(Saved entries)
────────────────────

PR #2822, opened 2026-08-06
Remove the repo-put command and the cipher-pass option.

dwsteele:
Both are internal and in the past the integration tests used them. They were left in place for possible administration, investigation, and testing but in fact those uses have not materialized. The repo format has moved on so repo-put is now actively dangerous (it always was, really).

Without cipher-pass, repo-get always determines the passphrase from the repository: the repo passphrase for the info files, and the passphrase each of those carries for the files below it. That was already what happened whenever the option was not given, so what is left is a single path rather than two.

The tests now write the repository directly with the storage harness, which is all the get tests needed from repo-put.


pgstef (approved):
I completely agree that `repo-put` is potentially dangerous, so I'm in favor of removing it.

For `cipher-pass`, I also think it's better to rely on `repo-cipher-pass`, so removing this option makes sense as well. Having a single code path is simpler and easier to maintain.

Overall, the code changes look good to me. So 👍 for the PR

PR #2823, opened 2026-08-07
Replace deprecated OpenSSL APIs.

dwsteele:
The minimum required OpenSSL version is 1.1.1, which is new enough to provide replacements for nearly all the deprecated APIs in use.

Hardcoded 2048-bit DH parameters are replaced by SSL_CTX_set_dh_auto(), which selects parameters that match the strength of the certificate key. This is at least as strong as the parameters that were hardcoded and removes the need to read them from a PEM buffer with PEM_read_bio_DHparams().

The ECDH curve is now set with SSL_CTX_set1_groups_list() rather than being constructed as an EC_KEY and passed to SSL_CTX_set_tmp_ecdh(). Since 1.1.0 the latter simply extracts the curve from the key and sets it as the only supported group, so this is equivalent. The macro casts the curve list to char *, which drops const because the build enables -Wwrite-strings, so the resulting -Wcast-qual error is suppressed. GCC does not report this but clang does.

Together these remove all the -Wdeprecated-declarations pragmas from the TLS server. SSL_OP_SINGLE_DH_USE and SSL_OP_SINGLE_ECDH_USE are also removed since they have been defined as no-ops since 1.1.0.

Also replace SSLv23_method() with TLS_method(), ERR_load_crypto_strings()/OpenSSL_add_all_algorithms() with the OPENSSL_init_crypto() call they expand to, and EVP_MD_CTX_create()/EVP_MD_CTX_destroy() with EVP_MD_CTX_new()/EVP_MD_CTX_free().

SSL_get_peer_certificate() is left as is since SSL_get1_peer_certificate() is not available in 1.1.1 and adding a compatibility macro is not worth it while the deprecated name still works.


hunleyd (approved):
always love to see code simplifications

PR #2824, opened 2026-08-07
Compare a new backup label only against its own full backup set.

### LINKED ISSUE #2792: Error -  "new backup label is not later than latest backup"
1. pgBackRest version: 2.58.0

2. PostgreSQL version: 17.10

AlmaLinux 9.8
Master-Replica (patroni), Minio S3 Storage with Object locking (Governance mode)

package from pgdg

```
[main]
pg1-path=/var/lib/pgsql/17/data

[global]
repo1-path=/
repo1-type=s3
repo1-storage-port=9000
repo1-s3-endpoint=https://s3-cluster
repo1-s3-bucket=my-bucket
repo1-s3-uri-style=path
repo1-s3-key=<redacted>
repo1-s3-key-secret=<redacted>
repo1-s3-region=eu-west-3

repo1-retention-full-type=time
repo1-retention-full=14

archive-timeout=600
io-timeout=600

repo1-storage-upload-chunk-size=20MiB
process-max=1
start-fast=y
repo1-block=y
repo1-bundle=y
compress-type=zst
archive-async=y
spool-path=/var/lib/pgsql/spool

log-level-console=info
log-level-file=info

[global:archive-push]
compress-type=zst
process-max=2
```

6. Describe the issue:

Hi.
We started using object locking (GOVERNANCE) mode in minio.
After that, we started encountering an occasional problem, in the form of an error:
```
2026-06-22 00:00:23.894 P00   INFO: last backup label = 20260615-103753F, version = 2.58.0
2026-06-22 00:00:23.894 P00   INFO: execute backup start: backup begins after the requested immediate checkpoint completes
2026-06-22 00:00:23.966 P00   INFO: backup start archive = 00000036000008C500000028, lsn = 8C5/A0000028
2026-06-22 00:00:23.967 P00   INFO: check archive for prior segment 00000036000008C500000027
2026-06-22 00:00:25.002 P00   WARN: a timeline switch has occurred since the 20260615-103753F backup, enabling delta checksum
                                    HINT: this is normal after restoring from backup or promoting a standby.
2026-06-22 00:00:29.578 P00   INFO: backup '20260620-000009F' cannot be resumed: resume only valid for full backup
2026-06-22 00:00:38.989 P00  ERROR: [106]: new backup label '20260615-103753F_20260622-000024D' is not later than latest backup label '20260620-000009F'
                                    HINT: has the timezone changed?
                                    HINT: is there clock skew?
2026-06-22 00:00:38.989 P00   INFO: backup command end: aborted with exception [106]
```

My guess is that this happens when a full backup is interrupted, and the next one deletes the incorrect contents, but due to protection, the empty directory 20260620-000009F remains (since it's protected), and pgbackrest thinks something is wrong.

Output from mcli
```
$ ./mcli ls minio_prod/backup/main/
[2026-06-19 00:29:12] 5.2KiB STANDARD backup.info
[2026-06-19 00:29:12] 5.2KiB STANDARD backup.info.copy
[2026-06-22 11:15:13]     0B 20260612-000003F/
[2026-06-22 11:15:13]     0B 20260613-000003F/
[2026-06-22 11:15:13]     0B 20260615-103753F/
[2026-06-22 11:15:13]     0B 20260615-103753F_20260616-000007D/
[2026-06-22 11:15:13]     0B 20260615-103753F_20260617-000011D/
[2026-06-22 11:15:13]     0B 20260615-103753F_20260618-000021D/
[2026-06-22 11:15:13]     0B 20260615-103753F_20260619-000013D/
[2026-06-22 11:15:13]     0B 20260620-000009F/
[2026-06-22 11:15:13]     0B backup.history/
```

dwsteele:
A diff or incr label is generated from the prior backup label, so it begins with the full backup part of that label and can only collide with, or need to sort after, a label in the same full backup set. The history lookup has always known this and restricts itself to one set, but the repository listing beside it compared against every backup in the repository, including full backups from other sets, which a diff or incr label sorts before whenever the full backup it belongs to is older.

That costs nothing while the listing holds only backups that exist. On object stores that keep a prefix alive after everything under it has been deleted, such as MinIO with object locking or SeaweedFS, a backup that pgBackRest removed goes on being returned by the listing. An aborted full backup cleaned up by resume therefore keeps sorting after the prior full backup, and every diff and incr taken afterwards fails with "new backup label ... is not later than latest backup label ...", naming a backup that is no longer there.

Build the expression that restricts a comparison to a single full backup set once and filter both the backup listing and the history listing with it. For a full backup the expression matches everything, as it did before.

Build the expression from the prior backup label rather than from the newest label in the repository listing, since that is the value the listing gets wrong and it is also the label the new label is generated from. Where the last full backup has been removed and a diff or incr is generated from the last remaining full backup, which is the case the history restriction was written for, the two labels are the same.

### DIFF
--- a/doc/xml/release/2020s/2026/2.60.0.xml
+++ b/doc/xml/release/2020s/2026/2.60.0.xml
@@ -23,6 +23,19 @@
 
                 <p>Combine prior block incremental map reads during backup.</p>
             </release-item>
+
+            <release-item>
+                <github-issue id="2792"/>
+                <github-pull-request id="2824"/>
+
+                <release-item-contributor-list>
+                    <release-item-ideator id="anton.glushakov"/>
+                    <release-item-contributor id="david.steele"/>
+                    <release-item-reviewer id="douglas.j.hunley"/>
+                </release-item-contributor-list>
+
+                <p>Compare a new backup label only against its own full backup set.</p>
+            </release-item>
         </release-improvement-list>
 
         <release-development-list>
--- a/src/command/backup/label.c.inc
+++ b/src/command/backup/label.c.inc
@@ -19,11 +19,20 @@ backupLabelCreate(const BackupType type, const String *const backupLabelPrior, c
     {
         const String *backupLabelLatest = NULL;
 
+        // For full backup compare against all backups. For other backup types compare only against backups in the same full backup
+        // set, i.e. those whose name begins with the full backup part of backupLabelPrior. Since the new label is generated from
+        // backupLabelPrior it can never conflict with a label in another full backup set. This prevents label generation from
+        // failing when the last full backup is removed and then a diff/incr is generated from the last remaining full backup, or
+        // when a removed full backup is still returned by the repository listing, which can happen on object stores that retain
+        // empty prefixes.
+        const String *const labelRegExp =
+            type == backupTypeFull ?
+                backupRegExpP(.full = true, .differential = true, .incremental = true, .noAnchorEnd = true) :
+                strNewFmt("^%.*sF\\_" DATE_TIME_REGEX "(D|I)", DATE_TIME_LEN, strZ(backupLabelPrior));
+
         // Get the newest backup
         const StringList *const backupList = strLstSort(
-            storageListP(
-                storageRepo(), STRDEF(STORAGE_REPO_BACKUP),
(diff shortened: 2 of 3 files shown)


hunleyd (approved):
lgtm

────────────────────

● Directions: Copy each line above that contains the word "STANDARD".

● Written response:
[2026-06-19 00:29:12] 5.2KiB STANDARD backup.info
[2026-06-19 00:29:12] 5.2KiB STANDARD backup.info.copy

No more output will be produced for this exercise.